**PROVIDED MATERIAL**

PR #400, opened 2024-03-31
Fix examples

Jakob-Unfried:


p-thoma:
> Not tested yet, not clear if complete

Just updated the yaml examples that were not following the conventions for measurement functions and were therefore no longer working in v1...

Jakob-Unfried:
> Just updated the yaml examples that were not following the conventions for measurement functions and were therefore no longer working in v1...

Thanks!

---

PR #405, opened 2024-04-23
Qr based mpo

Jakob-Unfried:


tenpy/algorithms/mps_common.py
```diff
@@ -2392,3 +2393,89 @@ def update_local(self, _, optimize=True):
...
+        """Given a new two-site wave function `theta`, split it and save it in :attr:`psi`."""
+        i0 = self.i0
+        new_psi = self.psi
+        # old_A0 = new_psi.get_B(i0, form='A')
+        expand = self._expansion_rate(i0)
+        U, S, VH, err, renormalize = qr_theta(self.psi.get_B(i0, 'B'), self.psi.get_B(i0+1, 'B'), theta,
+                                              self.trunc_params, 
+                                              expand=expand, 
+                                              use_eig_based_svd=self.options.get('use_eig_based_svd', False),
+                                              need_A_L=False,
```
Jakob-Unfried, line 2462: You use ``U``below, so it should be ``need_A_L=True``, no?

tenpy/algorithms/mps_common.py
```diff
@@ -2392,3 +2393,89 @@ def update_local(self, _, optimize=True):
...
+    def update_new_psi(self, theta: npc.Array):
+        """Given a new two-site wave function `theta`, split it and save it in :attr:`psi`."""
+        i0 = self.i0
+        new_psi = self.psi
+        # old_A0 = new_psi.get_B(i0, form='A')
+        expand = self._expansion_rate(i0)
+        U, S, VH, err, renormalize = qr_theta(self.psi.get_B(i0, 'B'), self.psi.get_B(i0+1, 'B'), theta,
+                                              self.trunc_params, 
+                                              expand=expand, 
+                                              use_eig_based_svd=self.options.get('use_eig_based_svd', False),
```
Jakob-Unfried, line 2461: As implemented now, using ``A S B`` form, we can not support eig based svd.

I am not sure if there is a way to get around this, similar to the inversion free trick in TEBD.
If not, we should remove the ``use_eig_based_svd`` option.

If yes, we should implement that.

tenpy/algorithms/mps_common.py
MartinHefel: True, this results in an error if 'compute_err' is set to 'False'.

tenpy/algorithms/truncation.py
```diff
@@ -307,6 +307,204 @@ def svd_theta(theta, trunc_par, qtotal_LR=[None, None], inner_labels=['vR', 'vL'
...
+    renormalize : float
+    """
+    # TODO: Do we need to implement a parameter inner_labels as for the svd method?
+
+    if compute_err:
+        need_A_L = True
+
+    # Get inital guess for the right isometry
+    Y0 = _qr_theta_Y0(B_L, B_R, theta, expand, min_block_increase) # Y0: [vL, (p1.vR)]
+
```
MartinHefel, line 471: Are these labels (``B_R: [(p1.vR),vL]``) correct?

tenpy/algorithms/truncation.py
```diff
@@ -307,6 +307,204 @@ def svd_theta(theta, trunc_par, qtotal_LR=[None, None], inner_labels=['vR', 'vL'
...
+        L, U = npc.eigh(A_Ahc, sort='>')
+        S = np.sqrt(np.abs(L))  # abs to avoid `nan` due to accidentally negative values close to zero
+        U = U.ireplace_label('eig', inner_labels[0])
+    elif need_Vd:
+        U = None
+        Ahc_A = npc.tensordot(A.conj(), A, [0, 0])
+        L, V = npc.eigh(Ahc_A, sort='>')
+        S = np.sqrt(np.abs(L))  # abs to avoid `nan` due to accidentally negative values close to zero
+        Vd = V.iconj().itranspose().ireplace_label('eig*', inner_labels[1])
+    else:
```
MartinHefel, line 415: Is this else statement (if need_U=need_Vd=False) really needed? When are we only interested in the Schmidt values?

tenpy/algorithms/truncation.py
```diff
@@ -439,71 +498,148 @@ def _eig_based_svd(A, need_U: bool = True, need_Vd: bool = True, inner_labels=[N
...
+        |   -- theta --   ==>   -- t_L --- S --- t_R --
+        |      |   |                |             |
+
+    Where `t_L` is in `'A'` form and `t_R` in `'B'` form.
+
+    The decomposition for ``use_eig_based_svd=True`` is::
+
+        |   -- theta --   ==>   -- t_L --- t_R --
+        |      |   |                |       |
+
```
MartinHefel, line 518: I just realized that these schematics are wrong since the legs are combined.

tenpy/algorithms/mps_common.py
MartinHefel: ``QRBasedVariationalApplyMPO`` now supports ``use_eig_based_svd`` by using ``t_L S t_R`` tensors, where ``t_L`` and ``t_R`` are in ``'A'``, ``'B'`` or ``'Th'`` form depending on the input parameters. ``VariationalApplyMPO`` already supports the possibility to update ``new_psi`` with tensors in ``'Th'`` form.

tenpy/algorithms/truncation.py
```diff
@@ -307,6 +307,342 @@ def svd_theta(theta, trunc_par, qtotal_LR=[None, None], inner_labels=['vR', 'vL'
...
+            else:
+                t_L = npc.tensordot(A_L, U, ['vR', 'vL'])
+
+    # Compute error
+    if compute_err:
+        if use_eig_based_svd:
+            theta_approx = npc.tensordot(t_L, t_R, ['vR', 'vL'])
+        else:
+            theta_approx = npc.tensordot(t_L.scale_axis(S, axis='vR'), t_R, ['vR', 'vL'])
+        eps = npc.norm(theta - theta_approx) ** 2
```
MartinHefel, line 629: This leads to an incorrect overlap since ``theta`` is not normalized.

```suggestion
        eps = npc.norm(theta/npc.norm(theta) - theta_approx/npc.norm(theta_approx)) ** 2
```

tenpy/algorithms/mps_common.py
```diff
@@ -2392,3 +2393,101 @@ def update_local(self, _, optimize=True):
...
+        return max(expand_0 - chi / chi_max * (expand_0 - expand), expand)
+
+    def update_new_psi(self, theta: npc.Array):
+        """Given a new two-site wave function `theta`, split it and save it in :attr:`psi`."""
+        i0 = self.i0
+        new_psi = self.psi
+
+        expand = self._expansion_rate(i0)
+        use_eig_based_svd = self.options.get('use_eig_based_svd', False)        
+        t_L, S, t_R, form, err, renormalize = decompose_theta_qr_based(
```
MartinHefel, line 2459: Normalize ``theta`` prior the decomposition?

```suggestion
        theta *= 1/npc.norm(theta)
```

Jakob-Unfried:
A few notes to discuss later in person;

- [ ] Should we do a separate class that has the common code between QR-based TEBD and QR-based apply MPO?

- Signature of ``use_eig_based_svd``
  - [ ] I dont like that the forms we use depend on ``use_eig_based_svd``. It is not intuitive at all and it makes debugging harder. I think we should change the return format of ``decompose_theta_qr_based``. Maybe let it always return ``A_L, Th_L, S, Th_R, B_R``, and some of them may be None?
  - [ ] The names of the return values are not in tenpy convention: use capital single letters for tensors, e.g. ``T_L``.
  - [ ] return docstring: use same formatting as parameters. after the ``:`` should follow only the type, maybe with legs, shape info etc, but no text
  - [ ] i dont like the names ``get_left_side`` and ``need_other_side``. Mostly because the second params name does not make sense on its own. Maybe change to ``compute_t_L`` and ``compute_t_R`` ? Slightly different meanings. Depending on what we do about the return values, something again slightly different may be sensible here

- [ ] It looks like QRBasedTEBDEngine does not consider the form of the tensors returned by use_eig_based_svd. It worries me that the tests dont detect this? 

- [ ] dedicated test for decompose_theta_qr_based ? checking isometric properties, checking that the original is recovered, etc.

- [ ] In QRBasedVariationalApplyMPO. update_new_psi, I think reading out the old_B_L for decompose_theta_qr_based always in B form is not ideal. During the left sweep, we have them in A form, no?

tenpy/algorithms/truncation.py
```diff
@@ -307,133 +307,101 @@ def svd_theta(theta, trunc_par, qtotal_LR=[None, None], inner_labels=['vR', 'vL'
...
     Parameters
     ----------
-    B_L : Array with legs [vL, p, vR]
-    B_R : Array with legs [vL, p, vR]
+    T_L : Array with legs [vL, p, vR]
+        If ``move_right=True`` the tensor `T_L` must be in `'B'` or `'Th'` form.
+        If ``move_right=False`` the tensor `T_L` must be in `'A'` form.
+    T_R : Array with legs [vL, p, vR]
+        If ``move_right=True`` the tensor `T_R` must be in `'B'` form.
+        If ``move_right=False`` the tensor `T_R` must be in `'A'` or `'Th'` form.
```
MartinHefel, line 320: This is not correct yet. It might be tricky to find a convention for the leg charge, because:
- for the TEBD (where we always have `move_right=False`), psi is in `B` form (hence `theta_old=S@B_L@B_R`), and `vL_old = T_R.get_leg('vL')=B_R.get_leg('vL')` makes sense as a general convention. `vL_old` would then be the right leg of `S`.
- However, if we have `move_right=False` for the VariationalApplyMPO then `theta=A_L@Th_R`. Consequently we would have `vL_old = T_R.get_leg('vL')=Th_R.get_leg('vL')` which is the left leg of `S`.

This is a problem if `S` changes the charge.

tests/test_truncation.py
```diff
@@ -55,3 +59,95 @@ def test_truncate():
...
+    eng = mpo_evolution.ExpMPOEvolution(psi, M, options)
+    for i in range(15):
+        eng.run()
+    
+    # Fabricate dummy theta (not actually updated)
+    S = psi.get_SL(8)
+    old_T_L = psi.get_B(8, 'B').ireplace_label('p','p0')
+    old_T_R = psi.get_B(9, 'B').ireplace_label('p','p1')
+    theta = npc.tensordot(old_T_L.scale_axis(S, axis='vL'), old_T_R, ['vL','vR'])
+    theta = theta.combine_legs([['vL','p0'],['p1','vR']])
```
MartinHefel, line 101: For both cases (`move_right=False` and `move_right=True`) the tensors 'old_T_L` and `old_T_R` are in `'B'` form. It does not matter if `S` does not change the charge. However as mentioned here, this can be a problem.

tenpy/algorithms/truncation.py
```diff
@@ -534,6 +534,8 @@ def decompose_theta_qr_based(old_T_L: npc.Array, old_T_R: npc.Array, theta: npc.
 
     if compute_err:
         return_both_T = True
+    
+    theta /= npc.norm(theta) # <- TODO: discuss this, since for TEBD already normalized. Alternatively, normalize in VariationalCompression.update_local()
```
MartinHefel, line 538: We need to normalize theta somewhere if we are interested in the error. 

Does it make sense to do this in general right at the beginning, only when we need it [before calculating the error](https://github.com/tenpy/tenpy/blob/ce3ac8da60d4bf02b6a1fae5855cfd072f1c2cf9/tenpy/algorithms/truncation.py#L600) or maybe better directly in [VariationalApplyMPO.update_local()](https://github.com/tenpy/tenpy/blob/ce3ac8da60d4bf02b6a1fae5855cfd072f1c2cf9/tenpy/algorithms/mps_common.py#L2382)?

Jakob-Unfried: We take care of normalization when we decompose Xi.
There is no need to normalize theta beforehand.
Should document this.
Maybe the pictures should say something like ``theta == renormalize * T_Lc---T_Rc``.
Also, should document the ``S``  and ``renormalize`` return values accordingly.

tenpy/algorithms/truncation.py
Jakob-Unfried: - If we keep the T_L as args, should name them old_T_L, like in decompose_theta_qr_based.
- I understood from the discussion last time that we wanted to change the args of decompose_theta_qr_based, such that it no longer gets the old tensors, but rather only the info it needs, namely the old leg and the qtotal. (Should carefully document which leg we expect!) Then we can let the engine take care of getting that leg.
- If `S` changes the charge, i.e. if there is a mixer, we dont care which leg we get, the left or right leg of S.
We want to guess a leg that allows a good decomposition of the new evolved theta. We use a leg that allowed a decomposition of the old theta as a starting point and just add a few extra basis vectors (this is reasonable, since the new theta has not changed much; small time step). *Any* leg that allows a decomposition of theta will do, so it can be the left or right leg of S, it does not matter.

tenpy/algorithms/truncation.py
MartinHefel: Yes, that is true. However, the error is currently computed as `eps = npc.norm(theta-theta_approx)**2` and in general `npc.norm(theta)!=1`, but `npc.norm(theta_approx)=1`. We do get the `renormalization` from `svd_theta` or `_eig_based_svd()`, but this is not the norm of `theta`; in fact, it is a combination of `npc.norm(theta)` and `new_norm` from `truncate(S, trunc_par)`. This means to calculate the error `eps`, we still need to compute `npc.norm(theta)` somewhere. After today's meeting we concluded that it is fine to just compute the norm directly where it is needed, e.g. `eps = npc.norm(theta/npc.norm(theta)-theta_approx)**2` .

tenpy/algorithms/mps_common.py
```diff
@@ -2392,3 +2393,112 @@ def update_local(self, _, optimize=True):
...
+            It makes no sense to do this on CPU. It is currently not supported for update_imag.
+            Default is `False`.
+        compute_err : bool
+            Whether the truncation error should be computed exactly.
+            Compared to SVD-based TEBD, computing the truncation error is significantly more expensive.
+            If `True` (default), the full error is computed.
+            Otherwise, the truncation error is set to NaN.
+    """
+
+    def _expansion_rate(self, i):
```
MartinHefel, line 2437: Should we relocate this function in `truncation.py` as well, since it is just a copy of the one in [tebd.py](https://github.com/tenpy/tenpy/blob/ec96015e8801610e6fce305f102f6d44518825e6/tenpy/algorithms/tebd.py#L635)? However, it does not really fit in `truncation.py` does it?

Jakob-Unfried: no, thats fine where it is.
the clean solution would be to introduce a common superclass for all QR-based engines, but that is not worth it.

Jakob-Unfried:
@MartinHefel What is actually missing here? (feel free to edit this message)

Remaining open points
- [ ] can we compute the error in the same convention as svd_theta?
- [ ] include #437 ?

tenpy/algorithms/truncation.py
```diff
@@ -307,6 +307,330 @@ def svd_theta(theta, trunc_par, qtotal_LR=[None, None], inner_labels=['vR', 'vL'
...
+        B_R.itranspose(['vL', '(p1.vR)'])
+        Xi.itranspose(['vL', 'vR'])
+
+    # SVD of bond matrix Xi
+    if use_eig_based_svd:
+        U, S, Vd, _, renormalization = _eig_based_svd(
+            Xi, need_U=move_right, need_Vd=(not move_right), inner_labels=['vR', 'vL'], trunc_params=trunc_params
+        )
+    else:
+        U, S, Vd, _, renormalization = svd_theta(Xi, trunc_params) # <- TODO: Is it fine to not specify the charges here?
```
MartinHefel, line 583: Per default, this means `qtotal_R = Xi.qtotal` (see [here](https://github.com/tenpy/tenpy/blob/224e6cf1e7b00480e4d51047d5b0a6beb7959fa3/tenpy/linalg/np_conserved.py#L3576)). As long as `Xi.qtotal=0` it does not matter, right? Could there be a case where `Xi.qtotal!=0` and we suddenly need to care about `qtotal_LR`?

* * *

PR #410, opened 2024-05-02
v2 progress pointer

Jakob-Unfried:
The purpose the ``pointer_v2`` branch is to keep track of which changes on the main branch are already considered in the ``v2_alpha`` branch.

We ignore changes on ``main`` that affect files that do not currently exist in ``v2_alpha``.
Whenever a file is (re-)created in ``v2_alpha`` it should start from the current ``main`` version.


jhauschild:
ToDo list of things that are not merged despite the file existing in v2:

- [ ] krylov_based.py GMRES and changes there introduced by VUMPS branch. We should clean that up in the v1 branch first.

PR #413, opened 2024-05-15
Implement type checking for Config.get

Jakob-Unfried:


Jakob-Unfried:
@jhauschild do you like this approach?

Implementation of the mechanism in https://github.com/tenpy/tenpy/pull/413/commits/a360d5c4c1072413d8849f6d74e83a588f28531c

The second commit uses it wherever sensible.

**REQUIREMENT**
Using the records above, gather all lines where the string "tensordot" is present.

**SOLUTION**
+        Ahc_A = npc.tensordot(A.conj(), A, [0, 0])
+                t_L = npc.tensordot(A_L, U, ['vR', 'vL'])
+            theta_approx = npc.tensordot(t_L, t_R, ['vR', 'vL'])
+            theta_approx = npc.tensordot(t_L.scale_axis(S, axis='vR'), t_R, ['vR', 'vL'])
+    theta = npc.tensordot(old_T_L.scale_axis(S, axis='vL'), old_T_R, ['vL','vR'])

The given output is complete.